___ Data to use

PR #2298, opened 2022-10-27
BC-2603 - task create

odalys-dataport:
# Short Description

BC-2603
https://github.com/hpi-schul-cloud/schulcloud-server/pull/3694

## Checklist before merging


src/utils/store-accessor.ts
```diff
@@ -37,6 +38,7 @@ let roomModule: RoomModule;
 let roomsModule: RoomsModule;
 let schoolsModule: SchoolsModule;
 let statusAlertsModule: StatusAlertsModule;
+let tasksModule: TasksModule;
```
virgilchiriac, line 41: shoudl this be singluar, is for Task?

MartinSchuhmacher:
I still am unsure about this whole task/tasks separation to be honest, even though we do the same for room/rooms, which does not mean we should continue with doing so. I find it very confusing actually (which is the same with room/rooms), so maybe we can talk about that.

src/pages/TaskCreate.page.vue
```diff
@@ -0,0 +1,60 @@
...
+
+		const breadcrumbs = [
+			{
+				text: i18n.t("common.words.tasks"),
+				to: "/tasks",
+			},
+		];
+
+		const save = () => {
+			taskModule.createTask({
```
christian-darsow, line 42: I'm also getting confused now :) While I see good reasons to have two stores for single/multiple I'm wondering if this more generic action should not be in the tasks store (like the deleteTask action)

MartinSchuhmacher: agree to that

src/store/task.ts
```diff
@@ -0,0 +1,110 @@
...
+		if (!this._taskApi) {
+			this._taskApi = TaskApiFactory(undefined, "/v3", $axios);
+		}
+		return this._taskApi;
+	}
+
+	@Action
+	async createTask(params: TaskCreateParams): Promise<void> {
+		// check for permission here or in page?
+		// probably checked in server?
```
virgilchiriac, line 42: server authorization is done in any case, the logic should therefor be more on the level of page load / show button

MartinSchuhmacher (approved):

PR #2306, opened 2022-11-03
N21-411 improve sidebar highlighting

MarvinOehlerkingCap:
- use regex to activate the highlighting on sidebar items instead of string.includes(). this prevents collisions e.g. in subpaths like /files/teams and /teams
- introduce type for sidebar items

# Short Description

https://ticketsystem.dbildungscloud.de/browse/N21-411

## Checklist before merging


arnegns (approved):

src/utils/sidebarBaseItems.ts
```diff
@@ -1,23 +1,42 @@
-export default [
+export type SidebarItem = {
+	title: string;
+	href?: string;
```
OliverHappe, line 3: i suppose a SidebarItem without href is a parent of a SidebarItem group and requires children?

I appreciate the effort to switch to typescript and create types. :) 

I suggest to create several interfaces if we want to achieve a better typing. Also I suggest to try to avoid optional properties whenever possible. 

Interface suggestion: 

```ts
export type SidebarItem = SidebarItemLink & SidebarItemCategory;

type SidebarItemBase = {
    title: string;
    icon: string;
    to?: string;
    testId?: string; // should be required
    permission?: string;
    excludedPermission?: string;
    /**
     *  should be required -> an empty array serves the same purpose than undefined but 
     *  avoids errors (or conditional) when using array functions e.g. Array.includes()
     */
    activeForUrls?: string[]; // should be required and an empty array if no values are present
}

export type SidebarItemLink = SidebarItemBase & {
    href: string;
}

// I am open for better name suggestions :)
export type SidebarItemCategory = {
    children: [];
}

```

The main type to be used is still SidebarItem which covers all options in the tree of SidebarItems. In Subcomponents 
the distinction between SidebarItemLink and ...Category give us the advantage to require less Typechecking for existing properties because based on the component context we could type a `prop` to be exactly SidebarItemLink.

I know that TS support in components is lackluster at the moment but in the future this will give us a great benefit for a small effort today :)

**Note**
Personally i have no preferance among `type` or `interface`. I think that Interfaces are easier to understand for people who are used to OOP (in the example above it would read as `export interface SidebarItemCategory extends SidebarItemBase`) but i want to leave the decision between the two up to you :)

src/layouts/legacyLoggedIn.vue
```diff
@@ -95,25 +95,26 @@ export default {
...
-					(item.activeForUrls && item.activeForUrls.some(isInRoute));
+			// Sidebar highlights
+			const { path } = this.$route;
+			const isActive = (item) =>
+				item.activeForUrls &&
+				item.activeForUrls.some((activeFor) =>
+					new RegExp(activeFor).test(path)
+				);
+
+			sidebarItems.forEach((item) => {
```
OliverHappe, line 106: I have to say that I am not too happy about this function.

1. It adds properties to the object that do not exist in the Type you defined. Unfortunately TS support in components is basically non-existant at the moment so TS does not raise an issue here, but there will be once we manage to enable TS. 
2. I think the functions that are added muddle the distinction between configurational data for our view and the behavior of the view. The Sidebar should handle which item are active or not since it is only concerning the view of the sidebar. It should not be part of the data we use to configure the sidebar.

**Suggestion**
 * remove the business logic regarding `isActive` from this component. Pass in the SidebarItems as they are defined in `SidebarItems.ts` 
 * pass in the currently active url `this.$route.path` to the sidebar (this way the sidebar stays a dumb component)
 * create a computed in sidebar which returns the currently active sidebar items (e.g. return string[] of their titles) using your improved isActive function
 * check whether an Item is active by looking it up in the activeItems-Array

**Note**
I know this is quite an extensive refactor of this component. I'd like to make clear that I will approve this PR when you decide against implement my suggestion. If you don't want to implement them, please consider creating a Ticket to do it next Sprint? I really appreciate that you took the time to refactor this component already. :)

src/layouts/legacyLoggedIn.vue
```diff
@@ -95,25 +95,26 @@ export default {
...
-				const isActive =
-					this.$route.path.includes(item.href) ||
-					this.$route.path.includes(item.to) ||
-					(item.activeForUrls && item.activeForUrls.some(isInRoute));
+			// Sidebar highlights
+			const { path } = this.$route;
+			const isActive = (item) =>
+				item.activeForUrls &&
+				item.activeForUrls.some((activeFor) =>
+					new RegExp(activeFor).test(path)
```
OliverHappe, line 103: much better than before, thanks!

src/utils/sidebarBaseItems.ts
```diff
@@ -1,23 +1,42 @@
-export default [
```
OliverHappe, line 1: please use kebab-case for filenames

src/utils/sidebarBaseItems.ts
MarvinOehlerkingCap: I don't see a benefit of splitting the types for our current changes. This change should be done when the complete component is changed to TypeScript, because only then you know how the interfaces should be split exactly and how they should look like. Improvements to the data layout seem like a bigger refactoring.

src/layouts/legacyLoggedIn.vue
MarvinOehlerkingCap: I understand what you mean and I agree, but I don't think that your suggestion is optimal.

Using an isActive function which generates a simple string array comes with a loss in performance, since route.active and route.childActive are called often in the component and iterating over a list is suboptimal. It is also hard to do it with a simple string array, since you need the active and childActive property separately. There is the possibility to use a map like `{ "title": { active: boolean; childActive: boolean; } }`, but this is just unnecessarily complicated and you can just build the correct routes array with the active information, that is used in the template section.

The component would also not be that dumb anymore when using the computed to determine, which item is active. Its logic is related to the currently visited route and not any other route, so I don't see a problem/reason to not use the state information.

The `SidebarItems.ts` can also not be directly passed, since the items are filtered by permissions.

My Suggestion would be to only allow one active parent and one active child. Everything else would not make sense to me. I would use two functions `isActive` and `isChildActive` and two variables that hold the the currently active title and active parent title.

src/utils/sidebarBaseItems.ts
OliverHappe: I agree that the benefit is marginal considering that TS support in the components is broken. I prefer the sentiment of "refactor now over refactor later". Especially considering that TS support will be working in a few weeks after the nuxt removal pr is merged.

src/layouts/legacyLoggedIn.vue
OliverHappe: As far as I understand your suggestion I think it also solves the two problems I pointed out about the sidebar so please go ahead :)

OliverHappe (dismissed):

OliverHappe (dismissed):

______

From the records above, copy only the lines starting with the line that holds "Using an isActive" and going on through the line that holds "OliverHappe: I agree", exactly as written.

Using an isActive function which generates a simple string array comes with a loss in performance, since route.active and route.childActive are called often in the component and iterating over a list is suboptimal. It is also hard to do it with a simple string array, since you need the active and childActive property separately. There is the possibility to use a map like `{ "title": { active: boolean; childActive: boolean; } }`, but this is just unnecessarily complicated and you can just build the correct routes array with the active information, that is used in the template section.

The component would also not be that dumb anymore when using the computed to determine, which item is active. Its logic is related to the currently visited route and not any other route, so I don't see a problem/reason to not use the state information.

The `SidebarItems.ts` can also not be directly passed, since the items are filtered by permissions.

My Suggestion would be to only allow one active parent and one active child. Everything else would not make sense to me. I would use two functions `isActive` and `isChildActive` and two variables that hold the the currently active title and active parent title.

src/utils/sidebarBaseItems.ts
OliverHappe: I agree that the benefit is marginal considering that TS support in the components is broken. I prefer the sentiment of "refactor now over refactor later". Especially considering that TS support will be working in a few weeks after the nuxt removal pr is merged.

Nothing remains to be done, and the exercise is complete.